The Singularity in Generic Gravitational Collapse Is Spacelike, Local, and Oscillatory

TL;DR

This paper investigates the nature of singularities in generic gravitational collapse, demonstrating analytically and numerically that they are spacelike, local, and oscillatory, supporting the BKL conjecture.

Contribution

It provides analytical insights and numerical evidence confirming that singularities in inhomogeneous spacetimes are spacelike, local, and oscillatory, aligning with the BKL conjecture.

Findings

Singularities are spacelike, local, and oscillatory.

Nonlinear Einstein terms drive oscillatory approach to singularity.

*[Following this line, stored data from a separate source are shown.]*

Issue #490, opened 2024-03-21
pst_from support for single column parameter files


wkitlasten:
MODFLOW can handle a single column of data with nlay x nrow x ncol entries (e.g., K). pst_from.add_parameters() does not seem to like those files (no index, no header). Doesn't it seem reasonable to support such a file when index_cols=None and use_cols=None?

I will try to address this tomorrow (fair warning!). Anything I might be missing?

briochh:
@wkitlasten this seems like something that should be supported. I would vote for using index_col=None but specifying use_col=0 for the headerless single column list file type. 

The main thing to look out for is that (I think) the presence of a non None index_col is what triggers a lot of assumptions about the input file structure (ie list rather than array style). This could be switched over to use_cols being the trigger and the index that is required for the parameter name being derived from the dataframe index. 

There maybe a bit of chasing it through required. Give a shout if you get stuck.

briochh:
The option here is to support single col inputs as either list-like or array-like.
For **list-like**, we would need to support passing to `add_parameters()` without `index_cols` argument and move the list-like setup trigger to `use_cols`. May just need chasing through methods a bit.
For **array-like**, we would need to [circumvent](https://youtu.be/y2WaVhAF9TE?si=KJzttaH7fPerHRpd)  the automatic `get_xy` trigger.
The array option might actually be easier to implement but for me it feels better to set these up list-like. Obviously supporting spatial definition for inputs like this is tricky and we might need to look at allowing more granular specification of arguments at `add_pars` time to support mixed model input format types (i.e. specification of input specific `get_xy` function/spatial mapping rather than relying on what is on the parent object).

PR #498, opened 2024-04-17
Better preservation of input file precision through add_pars and apply_mults

briochh:
Should result in less precision noise in workflows


briochh:
actually might help with #490

pyemu/utils/helpers.py
```diff
@@ -1689,7 +1689,17 @@ def _process_array_file(model_file, df):
                 lb = float(list(lb_vals.keys())[0])
                 org_arr[org_arr < lb] = lb
 
-    np.savetxt(model_file, np.atleast_2d(org_arr), fmt="%15.6E", delimiter="")
+    try:
+        fmt = df_mf.fmt.iloc[0]
+    except AttributeError:
+        fmt = "%15.6E"
```
jtwhite79, line 1695: I guess we need to keep the 15-6 for old school modflow/mt3d?

briochh: I think with PstFrom it should be ok. The detect 'should' get the right format. We need to is fall-back for the old pstfromflopy method which I don't think stores a 'fmt' (and I didn't fancy opening that box!)

PR #503, opened 2024-05-03
Changes to mat_handler.py

laat0003:
Added a test for diagonal matrix in Matrix.extract that will reset inherited diagonal status to True if the extracted matrix turns out to be diagonal.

Numerical simulations support the assumption of local homogeneous evolution.

Abstract

A longstanding conjecture by Belinskii, Khalatnikov, and Lifshitz that the singularity in generic gravitational collapse is spacelike, local, and oscillatory is explored analytically and numerically in spatially inhomogeneous cosmological spacetimes. With a convenient choice of variables, it can be seen analytically how nonlinear terms in Einstein's equations control the approach to the singularity and cause oscillatory behavior. The analytic picture requires the drastic assumption that each spatial point evolves toward the singularity as an independent spatially homogeneous universe. In every case, detailed numerical simulations of the full Einstein evolution equations support this assumption.